## Work item
Search the entries below for the string "executed" and give the number of lines that hold it, nothing else.

## Extracted information
PR #6816, opened 2026-05-09
Replace run-on-main-thread implementation

rom1v:
Use `SDL_RunOnMainThread()` introduced in SDL3.

### DIFF
--- a/app/src/events.c
+++ b/app/src/events.c
@@ -5,6 +5,9 @@
 #include "util/log.h"
 #include "util/thread.h"
 
+static sc_mutex mutex;
+static bool stopped;
+
 bool
 sc_push_event_impl(uint32_t type, void *ptr, const char *name) {
     SDL_Event event = {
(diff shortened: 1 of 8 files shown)


app/src/main.c
```diff
@@ -13,9 +13,9 @@
 #ifdef HAVE_USB
 # include "usb/scrcpy_otg.h"
 #endif
+#include "events.h"
 #include "util/log.h"
 #include "util/net.h"
-#include "util/thread.h"
```
anotheruserofgithub, line 18: Can this include be removed in the previous-to-last commit already?

app/src/events.h
anotheruserofgithub: Is it possible now to remove this user event and also in `scrcpy.c` L143 `case SC_EVENT_RUN_ON_MAIN_THREAD`?

app/src/events.c
```diff
@@ -23,38 +26,41 @@ sc_push_event_impl(uint32_t type, void *ptr, const char *name) {
...
-sc_reject_new_runnables(void) {
-    assert(sc_thread_is_main());
+sc_main_thread_stop(void) {
+    sc_mutex_lock(&mutex);
+    stopped = true;
+    sc_mutex_unlock(&mutex);
 
-    SDL_SetEventFilter(task_event_filter, NULL);
+    // Run all remaining runnables on the main thread
+    SDL_PumpEvents();
```
anotheruserofgithub, line 65: I'm not sure but it looks like `SDL_PumpEvents()` doesn't run the pending events, it just places them on the queue, right? And you already returned from `event_loop()` when you call `sc_main_thread_stop()` so they won't be caught and executed. But I may be mistaken.

app/src/events.h
rom1v: Oh yes, of course. Thank you.

app/src/events.c
rom1v: It calls `SDL_RunMainThreadCallbacks();` internally:

https://github.com/libsdl-org/SDL/blob/cbe3fbe9f367340dcd924de29c225c9f4ffea1f5/src/events/SDL_events.c#L1509

app/src/main.c
```diff
@@ -13,6 +13,7 @@
 #ifdef HAVE_USB
 # include "usb/scrcpy_otg.h"
 #endif
+#include "events.h"
```
anotheruserofgithub: This is not in alphabetical order, should be at L11.

app/src/events.c
anotheruserofgithub: Ahhh, OK, so, main thread callbacks are different from events, yet they are executed when "pumping" events. Thank you for the link! ;)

## Answer to this exercise
2